Saved entries
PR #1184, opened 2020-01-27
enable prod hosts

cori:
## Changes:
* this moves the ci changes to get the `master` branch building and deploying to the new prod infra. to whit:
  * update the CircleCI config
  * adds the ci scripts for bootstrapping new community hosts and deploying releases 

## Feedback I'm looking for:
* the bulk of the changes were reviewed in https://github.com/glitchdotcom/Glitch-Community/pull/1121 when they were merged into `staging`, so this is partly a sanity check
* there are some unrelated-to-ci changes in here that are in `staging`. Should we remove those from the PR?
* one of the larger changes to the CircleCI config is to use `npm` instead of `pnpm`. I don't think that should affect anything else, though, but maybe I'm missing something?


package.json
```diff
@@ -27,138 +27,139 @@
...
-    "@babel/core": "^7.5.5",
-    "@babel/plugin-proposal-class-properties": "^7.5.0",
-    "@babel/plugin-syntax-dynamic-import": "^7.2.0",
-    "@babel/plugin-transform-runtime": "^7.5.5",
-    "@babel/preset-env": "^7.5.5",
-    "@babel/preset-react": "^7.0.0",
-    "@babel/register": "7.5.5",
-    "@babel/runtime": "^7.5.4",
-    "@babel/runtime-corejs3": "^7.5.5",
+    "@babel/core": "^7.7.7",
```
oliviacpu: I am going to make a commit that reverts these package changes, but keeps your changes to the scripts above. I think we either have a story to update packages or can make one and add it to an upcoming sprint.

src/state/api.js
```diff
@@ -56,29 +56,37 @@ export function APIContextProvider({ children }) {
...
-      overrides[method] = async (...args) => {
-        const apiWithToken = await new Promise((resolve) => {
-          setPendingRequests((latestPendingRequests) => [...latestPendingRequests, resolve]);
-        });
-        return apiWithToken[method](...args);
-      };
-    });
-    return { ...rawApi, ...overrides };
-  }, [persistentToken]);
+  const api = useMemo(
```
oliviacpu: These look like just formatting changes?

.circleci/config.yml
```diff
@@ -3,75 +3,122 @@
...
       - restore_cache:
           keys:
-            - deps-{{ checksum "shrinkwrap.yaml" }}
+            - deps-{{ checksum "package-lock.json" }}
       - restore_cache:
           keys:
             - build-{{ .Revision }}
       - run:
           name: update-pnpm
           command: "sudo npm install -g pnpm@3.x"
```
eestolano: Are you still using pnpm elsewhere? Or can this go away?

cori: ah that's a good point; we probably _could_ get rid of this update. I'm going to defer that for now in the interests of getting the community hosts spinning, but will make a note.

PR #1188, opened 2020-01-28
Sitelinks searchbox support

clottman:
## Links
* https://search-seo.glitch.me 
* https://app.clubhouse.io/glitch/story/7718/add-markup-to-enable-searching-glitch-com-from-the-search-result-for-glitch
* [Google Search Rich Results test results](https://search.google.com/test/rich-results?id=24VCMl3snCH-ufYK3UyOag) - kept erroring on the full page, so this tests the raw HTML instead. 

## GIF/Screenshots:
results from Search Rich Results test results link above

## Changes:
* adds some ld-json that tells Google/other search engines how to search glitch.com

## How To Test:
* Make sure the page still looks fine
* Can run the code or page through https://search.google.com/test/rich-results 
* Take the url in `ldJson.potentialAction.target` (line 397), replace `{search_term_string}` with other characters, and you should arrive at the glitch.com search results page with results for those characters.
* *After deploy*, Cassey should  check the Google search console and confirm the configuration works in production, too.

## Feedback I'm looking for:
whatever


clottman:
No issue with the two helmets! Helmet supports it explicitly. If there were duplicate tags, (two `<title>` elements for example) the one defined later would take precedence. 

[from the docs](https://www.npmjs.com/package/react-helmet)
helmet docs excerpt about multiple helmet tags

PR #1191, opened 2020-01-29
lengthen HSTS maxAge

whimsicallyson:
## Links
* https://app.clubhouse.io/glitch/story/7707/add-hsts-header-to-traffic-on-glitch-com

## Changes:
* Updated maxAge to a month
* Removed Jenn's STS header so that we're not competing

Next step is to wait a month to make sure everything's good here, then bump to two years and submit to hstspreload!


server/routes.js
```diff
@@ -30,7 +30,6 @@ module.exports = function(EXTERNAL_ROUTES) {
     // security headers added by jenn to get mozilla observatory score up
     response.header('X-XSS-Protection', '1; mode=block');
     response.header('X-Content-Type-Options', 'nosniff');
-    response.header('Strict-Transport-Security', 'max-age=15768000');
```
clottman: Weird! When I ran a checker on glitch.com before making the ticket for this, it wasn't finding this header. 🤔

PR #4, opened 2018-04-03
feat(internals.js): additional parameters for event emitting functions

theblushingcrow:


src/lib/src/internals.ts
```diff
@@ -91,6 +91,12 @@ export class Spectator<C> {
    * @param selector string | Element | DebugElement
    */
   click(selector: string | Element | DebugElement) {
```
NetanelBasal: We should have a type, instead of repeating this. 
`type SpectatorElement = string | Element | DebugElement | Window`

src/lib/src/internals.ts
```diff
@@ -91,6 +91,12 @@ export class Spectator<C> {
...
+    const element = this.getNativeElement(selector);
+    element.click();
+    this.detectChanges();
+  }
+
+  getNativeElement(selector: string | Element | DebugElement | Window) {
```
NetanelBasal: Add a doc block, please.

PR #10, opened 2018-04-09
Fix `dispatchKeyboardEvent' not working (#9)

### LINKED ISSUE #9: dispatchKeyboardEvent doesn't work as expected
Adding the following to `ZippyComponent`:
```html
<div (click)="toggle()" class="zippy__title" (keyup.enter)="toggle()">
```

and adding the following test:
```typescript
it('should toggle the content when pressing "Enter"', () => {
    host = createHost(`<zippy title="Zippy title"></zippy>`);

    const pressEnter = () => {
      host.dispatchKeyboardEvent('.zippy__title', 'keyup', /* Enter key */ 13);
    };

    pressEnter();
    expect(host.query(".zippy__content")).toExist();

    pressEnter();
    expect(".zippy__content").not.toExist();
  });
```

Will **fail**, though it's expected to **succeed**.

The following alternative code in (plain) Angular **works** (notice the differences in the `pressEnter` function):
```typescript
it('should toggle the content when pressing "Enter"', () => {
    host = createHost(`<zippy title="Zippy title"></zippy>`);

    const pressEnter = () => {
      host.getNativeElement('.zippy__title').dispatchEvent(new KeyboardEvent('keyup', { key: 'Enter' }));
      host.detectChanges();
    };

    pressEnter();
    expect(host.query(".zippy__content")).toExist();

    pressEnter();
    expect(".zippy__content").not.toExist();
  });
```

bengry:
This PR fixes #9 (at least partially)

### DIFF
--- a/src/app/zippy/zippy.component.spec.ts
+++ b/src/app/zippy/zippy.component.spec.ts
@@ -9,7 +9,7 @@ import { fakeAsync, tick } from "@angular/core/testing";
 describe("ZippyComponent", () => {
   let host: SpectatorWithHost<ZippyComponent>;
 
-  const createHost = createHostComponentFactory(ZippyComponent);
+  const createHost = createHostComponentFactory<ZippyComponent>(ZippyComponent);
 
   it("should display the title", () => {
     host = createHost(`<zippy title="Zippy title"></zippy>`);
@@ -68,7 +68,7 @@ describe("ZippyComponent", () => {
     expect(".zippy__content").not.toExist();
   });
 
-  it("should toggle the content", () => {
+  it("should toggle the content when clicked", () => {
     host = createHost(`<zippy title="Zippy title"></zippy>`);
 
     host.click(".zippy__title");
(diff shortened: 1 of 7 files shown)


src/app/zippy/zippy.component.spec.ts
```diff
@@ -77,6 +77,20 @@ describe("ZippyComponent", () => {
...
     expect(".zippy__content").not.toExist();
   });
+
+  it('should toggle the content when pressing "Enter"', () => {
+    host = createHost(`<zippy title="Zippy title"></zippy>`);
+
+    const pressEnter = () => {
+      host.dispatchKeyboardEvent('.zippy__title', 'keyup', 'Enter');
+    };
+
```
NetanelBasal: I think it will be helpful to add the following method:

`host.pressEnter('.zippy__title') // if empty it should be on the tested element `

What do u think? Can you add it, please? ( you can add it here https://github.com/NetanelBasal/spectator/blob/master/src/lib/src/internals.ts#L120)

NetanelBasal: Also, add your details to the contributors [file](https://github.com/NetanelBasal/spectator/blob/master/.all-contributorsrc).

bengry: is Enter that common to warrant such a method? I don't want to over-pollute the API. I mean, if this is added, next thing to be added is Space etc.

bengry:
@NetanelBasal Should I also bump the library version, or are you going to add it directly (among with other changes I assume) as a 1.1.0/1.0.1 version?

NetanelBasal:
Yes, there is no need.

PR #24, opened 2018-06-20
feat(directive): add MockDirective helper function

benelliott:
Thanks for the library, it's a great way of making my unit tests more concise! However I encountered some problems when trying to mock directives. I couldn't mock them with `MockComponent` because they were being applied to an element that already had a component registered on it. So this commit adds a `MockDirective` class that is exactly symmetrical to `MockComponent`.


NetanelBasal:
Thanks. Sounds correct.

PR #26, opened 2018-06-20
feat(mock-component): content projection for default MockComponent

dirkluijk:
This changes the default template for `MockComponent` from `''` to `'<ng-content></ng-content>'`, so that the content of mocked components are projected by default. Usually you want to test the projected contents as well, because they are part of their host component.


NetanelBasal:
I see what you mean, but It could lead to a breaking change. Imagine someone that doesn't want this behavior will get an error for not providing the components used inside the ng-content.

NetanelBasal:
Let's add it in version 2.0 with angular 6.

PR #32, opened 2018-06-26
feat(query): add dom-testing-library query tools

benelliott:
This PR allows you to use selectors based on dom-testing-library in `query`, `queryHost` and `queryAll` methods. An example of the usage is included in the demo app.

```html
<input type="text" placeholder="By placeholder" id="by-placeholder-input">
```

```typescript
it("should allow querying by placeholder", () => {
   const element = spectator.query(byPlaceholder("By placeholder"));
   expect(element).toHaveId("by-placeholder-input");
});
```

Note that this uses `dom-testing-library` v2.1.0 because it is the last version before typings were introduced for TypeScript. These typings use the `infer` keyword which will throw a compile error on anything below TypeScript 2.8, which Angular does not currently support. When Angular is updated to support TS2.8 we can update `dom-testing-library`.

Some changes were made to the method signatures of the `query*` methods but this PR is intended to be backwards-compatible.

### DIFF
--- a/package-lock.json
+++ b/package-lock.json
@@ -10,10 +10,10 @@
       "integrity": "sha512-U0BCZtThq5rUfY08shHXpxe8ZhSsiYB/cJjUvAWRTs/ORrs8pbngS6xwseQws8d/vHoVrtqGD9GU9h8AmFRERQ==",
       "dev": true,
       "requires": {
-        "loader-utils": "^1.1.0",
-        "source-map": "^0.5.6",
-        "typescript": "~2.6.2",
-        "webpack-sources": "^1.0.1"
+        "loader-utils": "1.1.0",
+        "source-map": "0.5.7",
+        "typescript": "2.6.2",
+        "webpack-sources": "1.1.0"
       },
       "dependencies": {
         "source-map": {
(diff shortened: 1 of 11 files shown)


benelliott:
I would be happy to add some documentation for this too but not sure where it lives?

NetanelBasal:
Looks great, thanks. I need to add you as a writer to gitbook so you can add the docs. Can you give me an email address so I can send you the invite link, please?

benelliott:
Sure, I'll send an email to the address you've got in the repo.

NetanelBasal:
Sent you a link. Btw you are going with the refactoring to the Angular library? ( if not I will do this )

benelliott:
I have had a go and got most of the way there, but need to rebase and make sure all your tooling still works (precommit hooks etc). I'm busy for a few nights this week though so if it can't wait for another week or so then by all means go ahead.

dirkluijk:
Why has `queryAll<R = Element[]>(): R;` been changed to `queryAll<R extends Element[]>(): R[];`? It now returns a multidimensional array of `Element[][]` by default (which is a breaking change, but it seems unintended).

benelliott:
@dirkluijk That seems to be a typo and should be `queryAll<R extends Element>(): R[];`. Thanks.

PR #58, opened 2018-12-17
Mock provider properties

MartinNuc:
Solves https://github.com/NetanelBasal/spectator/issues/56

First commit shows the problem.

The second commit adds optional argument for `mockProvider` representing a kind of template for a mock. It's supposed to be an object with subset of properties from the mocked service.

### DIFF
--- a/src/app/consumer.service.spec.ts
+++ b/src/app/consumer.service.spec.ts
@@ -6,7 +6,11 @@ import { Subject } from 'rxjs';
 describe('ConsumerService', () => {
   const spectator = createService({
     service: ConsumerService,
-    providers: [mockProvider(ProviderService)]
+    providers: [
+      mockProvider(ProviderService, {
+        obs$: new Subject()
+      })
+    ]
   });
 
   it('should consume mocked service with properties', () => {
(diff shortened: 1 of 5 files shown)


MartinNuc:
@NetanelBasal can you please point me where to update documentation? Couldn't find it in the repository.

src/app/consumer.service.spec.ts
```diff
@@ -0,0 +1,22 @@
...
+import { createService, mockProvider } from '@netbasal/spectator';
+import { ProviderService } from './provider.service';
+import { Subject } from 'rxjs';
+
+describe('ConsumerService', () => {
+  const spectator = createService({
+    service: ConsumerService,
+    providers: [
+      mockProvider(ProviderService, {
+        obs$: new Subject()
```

■ **DIRECTIONS FOR THIS TASK**: Consider the entries above and return each line with the string "code".

■ **RESULT OF THIS EXERCISE**:
* Can run the code or page through https://search.google.com/test/rich-results 
The following alternative code in (plain) Angular **works** (notice the differences in the `pressEnter` function):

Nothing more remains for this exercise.